Литмир - Электронная Библиотека

— Как бы я хотел не видеть этих страданий, — взмолился он, взывая к Морготу.

И тот его услышал.

— Что ж, не видеть? Быть может, так и впрямь станет лучше.

И Келегорм почувствовал, как на голову ему опустилась тяжёлая длань, и всё кругом стало подобно чёрной ночи, а потом тошнота постепенно утихла, и наконец получилось успокоиться и уснуть.
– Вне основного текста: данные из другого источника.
PR #2022, opened 2024-08-19
Apply more specific date error messages

irisfaraway:
https://eaflood.atlassian.net/browse/IWTF-3913

This PR makes use of the new date validations to give more specific date error messages.


packages/gafl-webapp-service/src/pages/licence-details/licence-to-start/__tests__/route.spec.js
```diff
@@ -27,5 +43,34 @@ describe('licence-to-start > route', () => {
       const result = await getData(request)
       expect(result.isLicenceForYou).toBeFalsy()
     })
+
+    it.each([
```
irisfaraway, line 47: Can we have a test for when there are multiple errors?

irisfaraway (commented):
I can't officially approve or reject this since it's technically my PR (although looks like it's all your work!) so someone else will have to stamp this as well.

Do we need to clean up the new date validators in the business-lib since we haven't ended up using them? (createDayValidator, etc)

packages/gafl-webapp-service/src/schema/validators/validators.js
```diff
@@ -26,18 +33,33 @@ export const startDateValidator = payload => {
...
-      .startOf('day')
-      .toDate()
-    Joi.assert({ startDate }, Joi.object({ startDate: Joi.date().min(minDate.toDate()).max(maxDate.toDate()) }))
+    const minDate = moment().tz(SERVICE_LOCAL_TIME).startOf('day').toDate()
+    const maxDate = moment().tz(SERVICE_LOCAL_TIME).add(ADVANCED_PURCHASE_MAX_DAYS, 'days').toDate()
+    validateDate(day, month, year, minDate, maxDate)
   }
 }
+
+export const getErrorFlags = error => {
```
irisfaraway, line 46: Suggest naming this `getDateErrorFlags` just so the specific purpose is more clear.

irisfaraway (commented):
Much tidier Nunjucks files, yay! I have one nitpick about naming and then I'm happy.

PR #2025, opened 2024-08-22
Cookies page analytics

ScottDormand96:
https://eaflood.atlassian.net/browse/IWTF-4236

functionality for accepting/reject analytics from cookies page


packages/gafl-webapp-service/src/handlers/analytics-handler.js
```diff
@@ -49,23 +49,6 @@ export const pageOmitted = async request => {
 }
 
 export default async (request, h) => {
-  await checkAnalyticsResponse(request)
```
irisfaraway, line 52: Maybe I'm missing something but what is the reason for removing `checkAnalyticsResponse()` and moving that logic into the default function? The function is getting quite long as a result.

packages/gafl-webapp-service/src/handlers/__tests__/analytics-handler.spec.js
```diff
@@ -163,6 +163,36 @@ describe('The analytics handler', () => {
     })
   })
 
+  describe('checkAnalyticsCookiesPage', () => {
+    it.each([
+      [true, false, true, 'reject'],
+      [true, true, true, 'accept']
+    ])(
+      'sets selected to %s, acceptTracking to %s and seenMessage to %s when analyticsResponse is %s',
```
irisfaraway, line 171: Might be good to have a test to make sure nothing is updated if a value that isn't `accept` or `reject` is somehow submitted.

irisfaraway (changes requested):
Just some minor questions!

packages/gafl-webapp-service/src/handlers/analytics-handler.js
ScottDormand96: I moved back to what was previous and will use this for when using banner at top of page, created new function underneath for specific too cookies page as needs to do it slightly different

irisfaraway (approved):

PR #2028, opened 2024-08-28
Prevent copy and paste values

ScottDormand96:
https://eaflood.atlassian.net/browse/IWTF-4146

Stop users from copy and pastign different values into input fields


packages/gafl-webapp-service/src/locales/cy.json
```diff
@@ -781,7 +784,7 @@
   "terms_conds_bulletpoint_6_notify_bobo": "cyflwyno datganiad blynyddol, hyd yn oed os nad yw wedi dal unrhyw eogiaid na brithyllod y môr, neu os na fu'n pysgota - gellir ",
   "terms_conds_bulletpoint_6_link_notify_bobo": "cyflwyno datganiad ar-lein (yn agor mewn tab newydd)",
   "terms_conds_title_notify_bobo": "A yw deiliad y drwydded yn cytuno ag amodau’r drwydded?",
-  "there_is_a_problem": "Mae problem",
+  "there_is_a_problem": "Mae problem wedi codi",
```
irisfaraway, line 787: This will change the error text throughout the app – is that something we want to be doing as part of this ticket?

irisfaraway (commented):
Just have a question about a Welsh language change.

packages/gafl-webapp-service/src/locales/cy.json
lailien3: Probably not, I can either leave it as "Mae problem" or create a new variable, wdyt?

irisfaraway: I would say just leave it as-is but maybe check with Jen when she's back?

PR #2035, opened 2024-09-04
Recurring payments dependencies not updating

ScottDormand96:
https://eaflood.atlassian.net/browse/IWTF-4117

Package-lock.json node modules are not updating for recurring payments


jaucourt (commented):
This looks good but I'm interested in why it's always worked up to now without the specific lerna exec to update package.lock.json files. You may well not know this!

PR #1154, opened 2020-08-13
Fact of the day repos services rest cache

vorfolomey:


core/src/main/resources/application-dev.properties
```diff
@@ -13,7 +13,7 @@ spring.liquibase.enabled=true
 spring.liquibase.change-log=classpath:db/changelog/db.changelog-master.xml
 
 # Hibernate
-spring.jpa.hibernate.ddl-auto=validate
+spring.jpa.hibernate.ddl-auto=update
```
antonbakalets, line 16: Please revert. As far as I know in this project it is the responsibility of liquibase to update the database s hema.

vorfolomey: Okay done.

PR #1164, opened 2020-08-16
Getting User online status for a user and friends using sockets

yuriizhurakovskyi:


core/src/main/java/greencity/service/impl/UserServiceImpl.java
```diff
@@ -775,15 +777,28 @@ public void updateUserLastActivityTime(Long userId, Date userLastActivityTime) {
...
-        Date currentTime = new Date();
-        long result = currentTime.getTime() - userLastActivityTime.getTime();
-        return result <= timeAfterLastActivity;
+    public boolean checkIfTheUserIsOnline(Long userId) {
+        if (!userRepo.findById(userId).isPresent()) {
+            throw new WrongIdException(USER_NOT_FOUND_BY_ID + userId);
+        }
+        try {
+            LocalDateTime userLastActivityTime = userRepo.findLastActivityTimeById(userId)
+                    .orElseThrow(() -> new UserLastActivityTimeNotFoundException(USER_LAST_ACTIVITY_TIME_NOT_FOUND));
```
antonbakalets, line 786: So you are throwing an exception just to catch it few lines later. Why don't you just check `Optional.isPresent()` in an `if` statement

yuriizhurakovskyi: Throwing an UserLastActivityTimeNotFoundException was replaced to checking Optional.isPresent() in checkIfTheUserIsOnline method

antonbakalets (approved):

Yura09 (approved):

eyouu (approved):

PR #1176, opened 2020-08-18
Get all active comments

TarasDovganyuk:
Method getAllActiveComments in EcoNewsCommentController, service and repo added.


core/src/main/java/greencity/service/impl/EcoNewsCommentServiceImpl.java
```diff
@@ -212,4 +213,30 @@ public int countReplies(Long id) {
...
+     *
+     * @param user      current {@link User}
+     * @param pageable  page of news.
+     * @param ecoNewsId specifies {@link greencity.entity.EcoNews} to which we search for comments
+     * @return all active comments to certain ecoNews specified by ecoNewsId.
+     * @author Taras Dovganyuk
+     */
+    @Override
+    public PageableDto<EcoNewsCommentDto> getAllActiveComments(Pageable pageable, User user, Long ecoNewsId) {
+        Page<EcoNewsComment> pages =
```
antonbakalets, line 228: If parameter `user` is not used you should remove it.

antonbakalets (changes requested):

antonbakalets (approved):

PR #1183, opened 2020-08-19
Management "Update" User

eyouu:


core/src/main/java/greencity/dto/user/UserManagementDto.java
```diff
@@ -0,0 +1,36 @@
...
+    private Long id;
+
+    @NotBlank(message = ValidationConstants.EMPTY_USERNAME)
+    @Size(
+        min = ValidationConstants.USERNAME_MIN_LENGTH,
+        max = ValidationConstants.USERNAME_MAX_LENGTH,
+        message = ValidationConstants.INVALID_USERNAME_LENGTH)
+    private String name;
+
+    @Email(message = ValidationConstants.INVALID_EMAIL)
```
antonbakalets, line 28: Those messages are not i18n, but the application is intended to support at least 3 languages. Was the problem with error messages translation solved?

antonbakalets (approved):

TarasDovganyuk (approved):

Yura09 (approved):

core/src/main/java/greencity/dto/user/UserManagementDto.java
eyouu: I did not see any problems with this, and also as far as I remember we decided to do our admin panel only in English. 
image

PR #1233, opened 2020-08-26
Deleting deactivated users functionality

eyouu:
The logic of setting status 'DEACTIVATED' for the user.
Deleting from the database users that have status 'DEACTIVATED' and last visited the site 2 years ago.


MarDatsko (approved):

core/src/main/java/greencity/webcontroller/ManagementUserController.java
```diff
@@ -76,13 +78,27 @@ public String updateUser(@Valid @ModelAttribute("user") UserManagementDto userDt
...
+     * Method for setting {@link User}'s status to DEACTIVATED,
+     * so the user will not be able to log in into the system.
+     *
+     * @param id of the searched {@link User}.
+     * @author Vasyl Zhovnir
+     */
+    @PostMapping
+    public ResponseEntity<UserDeactivateDto> deactivateUser(Long id) {
+        User byId = userService.findById(id);
+        UserDeactivateDto dto = modelMapper.map(byId, UserDeactivateDto.class);
```
antonbakalets, line 101: You are: 

- extracting the user from the database by _id_
- converting to dto and pass it to `userService.deactivateUser(dto)`
- finally ... in method `deactivateUser` get only the _id_ from the dto to find user once again

I think you can pass the _id_ directly to service method `deactivateUser`

antonbakalets (changes requested):

core/src/main/java/greencity/webcontroller/ManagementUserController.java
eyouu: Thank you, done.

antonbakalets (approved):

TarasDovganyuk (approved):

PR #1235, opened 2020-08-26
Changed incorrect message and response code

Yura09:


MarDatsko (approved):

core/src/main/java/greencity/exception/handler/CustomExceptionHandler.java
```diff
@@ -36,6 +37,23 @@
 public class CustomExceptionHandler extends ResponseEntityExceptionHandler {
     private ErrorAttributes errorAttributes;
 
+    /**
+     * Method intercept exception {@link UserHasNoAvailableHabitDictionaryException}.
```
antonbakalets, line 41: JavaDoc is mentioning `UserHasNoAvailableHabitDictionaryException`, but the annotation is mentioning `ConstraintViolationException`. So which one are you trying to handle?

core/src/main/java/greencity/repository/HabitDictionaryTranslationRepo.java
```diff
@@ -38,9 +38,11 @@
      * @param language code language.
      * @return List of available {@link HabitDictionaryTranslation}`s.
      */
-    @Query(nativeQuery = true, value = "SELECT *  FROM habit_dictionary_translation WHERE"
-        + " habit_dictionary_id NOT IN\n"
-        + " (SELECT habits.habit_dictionary_id FROM habits WHERE user_id = ?1 AND status = 'true')\n"
+    @Query(nativeQuery = true, value = "SELECT *  FROM habit_dictionary_translation WHERE "
+        + "habit_dictionary_id NOT IN "
```
antonbakalets, line 42: image
Is that what you are trying to achieve with this NOT IN?

antonbakalets (changes requested):

core/src/main/java/greencity/exception/handler/CustomExceptionHandler.java
```diff
@@ -36,6 +37,39 @@
...
+    /**
+     * Method intercept exception {@link ConstraintViolationException}.
+     *
+     * @param ex      Exception witch should be intercepted.
+     * @param request contain  detail about occur exception
+     * @return ResponseEntity witch  contain http status and body  with message of exception.
+     * @author Yurii Savchenko
+     */
+    @ExceptionHandler(ConstraintViolationException.class)
+    public final ResponseEntity<Object> handleConstraintViolationException(ConstraintViolationException ex,
```
antonbakalets, line 65: Now there is a new problem. `ConstraintViolationException` is a generic exception that is thrown on any validation error. So whatever is the reason user will receive `SELECT_CORRECT_LANGUAGE` message. 
Can you send instead the message extracted from `ex` object instead? 
Could you please check that my suggestions are correct?

TarasDovganyuk (approved):

PR #1241, opened 2020-08-28
Change the response to return message without the name of the function's invocation

vorfolomey:


core/src/main/java/greencity/exception/handler/CustomExceptionHandler.java
```diff
@@ -66,6 +67,10 @@
                                                                            WebRequest request) {
         log.info(ex.getMessage());
         ExceptionResponse exceptionResponse = new ExceptionResponse(getErrorAttributes(request));
+        String detailedMessage = ex.getConstraintViolations().stream()
+            .map(ConstraintViolation::getMessage)
+            .reduce("", (subTotal, element) -> subTotal + element);
```
antonbakalets, line 72: Using `.reduce()` you concatenate `String`s producing a new `String` each time.
It's better to use `.collect(Collectors.joining(""));` that is designed for such cases.

antonbakalets (changes requested):
I was waiting for this pull request.

MarDatsko (approved):

TarasDovganyuk (approved):

eyouu (approved):

antonbakalets (approved):

PR #1266, opened 2020-09-02
Rating calculation

TarasDovganyuk:
Created aspect where User rating is calculating


Yura09 (approved):

MarDatsko (approved):

antonbakalets:
As discussed:

- lets replace method names with an enum.
- lets receive current user from SecurityContextHolder, not by parsing arguments.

Посреди ночи он несколько раз просыпался, а когда сон ушёл совсем, и он снова ощутил себя выспавшимся и полным сил, то понял вдруг, что темнота не уйдёт. Он дотрагивался глаз — они были на месте, но он ничего не видел. Хотелось закричать. Наверное, он не сдержался: ответом на крик стала распахнутая дверь и топот ног. Он вскочил с постели и понял, что столкнулся со стражником-орком.

— Я ничего не вижу!

Тот успокоил его, как мог.

— Я помогу лорду одеться.

Ему поднесли одежды, разгладили платье, хотя Келегорм отпихивал их — не хотел, чтобы дотрагивались волос. Усадили за стол, дав дотронуться края подноса с едой: очертания предметов на ощупь были давно и хорошо знакомы, и лишь поэтому он добрался до купальни, где всегда текла вода, сам, ополоснул руки и отряхнул одеяния снова.

— Отвезти лорда в лес? Возможно, деревья, травы и свежий воздух помогут ему прийти в себя.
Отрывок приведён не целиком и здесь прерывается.